BRUXELLES Le renvoi en correctionnelle du père Samuel est une suite de la plainte déposée en 2002 par le Centre pour l'égalité des chances et la lutte contre le racisme. Sa directrice, Eliane Deproost, est satisfaite de cette décision judiciaire. «Il a fallu quatre années pour obtenir ce procès, mais il me semble tout à fait justifié en raison du caractère raciste répété des propos du père Samuel. Ce procès, même s'il peut entraîner une publicité pour cette personne, en vaut la peine. Tout récemment encore, le père Samuel a tenu les mêmes propos racistes devant Pascal Vrebos sur RTL-TVi», nous explique Mme Deproost.

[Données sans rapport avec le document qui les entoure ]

PR #1467, opened 2021-02-24
[wgsl] Describe memory locations

alan-baker:
* Very similar to the Vulkan memory model description of memory
  locations

### DIFF
--- a/wgsl/index.bs
+++ b/wgsl/index.bs
@@ -552,7 +552,7 @@ Memory consists of a set of distinct locations. Each memory location is 8-bits
 in size. An operation affecting memory interacts with a set of one or more
 memory locations. Two sets of memory locations overlap if the intersection of
 their sets of memory locations is non-empty. Each variable declaration has a
-set memory locations that do not overlap with the sets of memory locations of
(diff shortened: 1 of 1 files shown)


wgsl/index.bs
```diff
@@ -546,11 +546,16 @@ with the following exceptions
...
-TODO: *This is a stub*
-
-Memory consists of distinct locations.
+### Memory Locations ### {#memory-locations}
+
+Memory consists of a set of distinct locations. Each memory location is 8-bits
+in size. An operation affecting memory interacts with a set of one or more
+memory locations. Two sets of memory locations overlap if the intersection of
+their sets of memory locations is non-empty. Each variable declaration has a
+set memory locations that do not overlap with the sets of memory locations of
```
jrprice, line 555: Nit: "has a set __of__ memory locations"

More nitty: I think it should be "__does__ not overlap". We're talking about whether a set (singular) of memory locations overlaps with other sets, not whether the memory locations themselves (plural) overlap with other sets.

kvark (approved):

dneto0 (approved):

kvark:
Merging as harmless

Pour le Centre, «les propos et écrits racistes du père Samuel alimentent la xénophobie ambiante présente auprès d'une partie de l'opinion. La xénophobie et le racisme restent des maux importants dans notre société. Les discours utilisant la haine raciale, pour monter les uns contre les autres, établir des différences entre nos concitoyens et ainsi entretenir des idéaux d'apartheid sont aujourd'hui toujours exploités, aussi par des leaders d'opinion.»
En correctionnelle, le père Samuel va risquer une peine de 1 mois à 1 an de prison. Mais il est peu probable que le juge inflige une peine ferme, jusqu'ici réservée à des récidivistes.
Où se trouve la limite de ce qui est punissable au tribunal, selon le Centre? «La justice reconnaît la liberté d'expression comme fondamentale. Mais il y a des limites au débat d'idées. Lorsque le caractère raciste du discours est organisé, que son auteur sait ce qu'il fait et vise à inciter à la haine raciale, nous déposons plainte», explique Mme Deproost.
Les procès pour racisme ou incitation à la haine raciale restent rares dans notre pays. L'un d'eux est en cours pour l'instant à Bruxelles, à l'encontre de deux responsables du site Internet du Centre islamique belge (CIB), poursuivis pour avoir diffusé des insultes graves envers la communauté juive et même des appels au meurtre. On peut aussi citer des cas de condamnations pour des saluts hitlériens (lors de conseils communaux, notamment) ou des dessins de croix gammées (tracés sur des bagages provenant ou allant vers Israël à l'aéroport de Zaventem). Par contre, les tribunaux ont déjà acquitté des personnes ayant tenu, de manière unique, des propos racistes lors de coups de colère, de provocations ou de querelles de voisinage, par exemple.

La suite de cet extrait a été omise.